Mémoire collective – Interview de Sofia Yala Rodrigues

Sofia Yala Rodrigues est une artiste plasticienne basée entre Lisbonne et Brighton. Elle a un intérêt particulier pour les histoires personnelles, les fragments coloniaux et la diaspora.
A travers cette interview, nous revenons sur sa pratique artistique liée à l’utilisation des archives et la façon dont elle incorpore sa propre identité individuelle et familiale comme point de départ pour une réflexion sur des questions de mémoires collectives.

Peux-tu te présenter en quelques mots et nous parler de ton parcours ? 
Je m’appelle Sofia Yala Rodrigues, je suis une artiste plasticienne basée en Angleterre et au Portugal. Ma pratique est multidisciplinaire et elle n’est pas statique. C’est une sorte d’organisme vivant qui a changé au fur et à mesure que j’évolue. C’est un travail hybride en cours qui se développe avec moi. Je me suis concentrée sur la mémoire collective, les archives et la décolonisation des récits. Mon expérience dans les arts a commencé lentement en 2015 lors de ma dernière année de licence où j’avais une matière axée sur le cinéma africain. J’ai été fascinée par la complexité et la diversité du monde de l’art africain. J’ai donc organisé un petit festival de cinéma africain à l’université avec d’autres collègues et depuis, ma curiosité s’est développée.

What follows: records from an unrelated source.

PR #519, opened 2022-09-14
Impl `Default` for `GooseConfiguration`

### LINKED ISSUE #518: Impl `Default` for `GooseConfiguration`
Hello,

I'm trying to use Goose in a binary that itself has some command line options. The issue I ran into is that when I do `GooseAttack::initialize` it will read the command line arguments of my binary and they are not recognized, causing the program to exit. I can use `GooseAttack::initialize_with_config` instead, so that Goose doesn't read the command line args. The problem is that the `GooseConfiguration` object is very large. It would be nice if it had a `Default` impl so that I can send that to `GooseAttack::initialize_with_config`.

yds12:
Fix #518


LionsAd (approved):
RTBM - Looks good to me

jeremyandrews:
Thanks. I also added a line to the Changelog.

If you want to submit a followup PR, it would be great to document how you use this in https://book.goose.rs/getting-started/custom.html, as an alternative to what's currently documented there.

yds12:
Hello! I would be glad to submit a PR for the docs.

PR #520, opened 2022-09-14
Add docs about custom command line args

yds12:
Follow up on #519. As suggested by @jeremyandrews, extending the docs to cover the possibility of using custom command line arguments.


jeremyandrews (approved):
Thanks for taking the time to document this! Looks great, and I'm sure many will find this a useful alternative for custom configuration.

PR #522, opened 2022-09-15
Display times on the report in local time.

### LINKED ISSUE #521: In HTML report, the time of plan review is  UTC but not localtime
image

As is shown above, the top of the picture is the plan review table, in which the time phases are using UTC, while the local time is used in the request metrics chart. I think the time phases of a plan review should use the local time too.

slashrsm:
Closes #521


jeremyandrews (approved):
Thanks! I test before and after, and confirmed this correctly fixes the reported issue.

PR #543, opened 2023-05-01
remove dependency on num_cpus

jeremyandrews:
- remove external dependency on [`num_cpus()`](https://docs.rs/num_cpus/latest/num_cpus/), use instead built-in [`available_parallelism()`](https://doc.rust-lang.org/stable/std/thread/fn.available_parallelism.html) added in [rust 1.59.0](https://blog.rust-lang.org/2022/02/24/Rust-1.59.0.html)
 - we originally listed requiring a much earlier version of Rust, but Goose wasn't correctly compiling with such an old Rust; bumping up our dependency to something more modern


bebehei:
/ This might totally be unrelated, I'm new to the rust ecosystem /

I tried to build goose yesterday on NixOS and it already required rust version 1.65 because of the dependency on the time crate. See here:

```text
bebe@gulasch:~/goose$ cargo build --example simple
    Updating crates.io index
  Downloaded rustls-pemfile v1.0.2
  Downloaded hyper-rustls v0.23.2
  Downloaded 2 crates (50.3 KB) in 0.77s
error: package `time v0.3.21` cannot be built because it requires rustc 1.65.0 or newer, while the currently active rustc version is 1.64.0
```

Wouldn't it be appropriate to even tag goose to have rustc version 1.65?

Deux ans plus tard, j’ai fréquenté le Hangar – un centre de recherche artistique situé à Graça, à Lisbonne, qui crée des expositions et des résidences artistiques. C’est aussi un centre d’éducation, de discussions et de conversations qui unifie les lieux géographiques, les cultures et les identités et stimule le développement de pratiques artistiques et théoriques – et qui m’amène à participer à certains des workshops. Le premier était – La photographie et le pouvoir de raconter des histoires – avec le grand Nii Obodai. Il m’a permis de me poser beaucoup de questions pour orienter mon objectif dans les arts visuels et pour savoir quel type de changement je peux représenter et vers lequel je peux me concentrer. J’étais très jeune dans le monde de la photographie, mais je voulais en apprendre davantage. La même année, j’ai participé à deux autres ateliers : Photographic Tours – Thinking the Territory et Re-imagine the Empire : Projections (anti)coloniales au cinéma.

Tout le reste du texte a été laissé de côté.